*** Begin section ***
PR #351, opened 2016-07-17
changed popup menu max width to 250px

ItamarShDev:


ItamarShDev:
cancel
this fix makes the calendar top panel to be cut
*** End section ***
YOUR INSTRUCTIONS >> Set down the full listing. Keep every line exact.

RESULT >>
PR #351, opened 2016-07-17
changed popup menu max width to 250px

ItamarShDev:


ItamarShDev:
cancel
this fix makes the calendar top panel to be cut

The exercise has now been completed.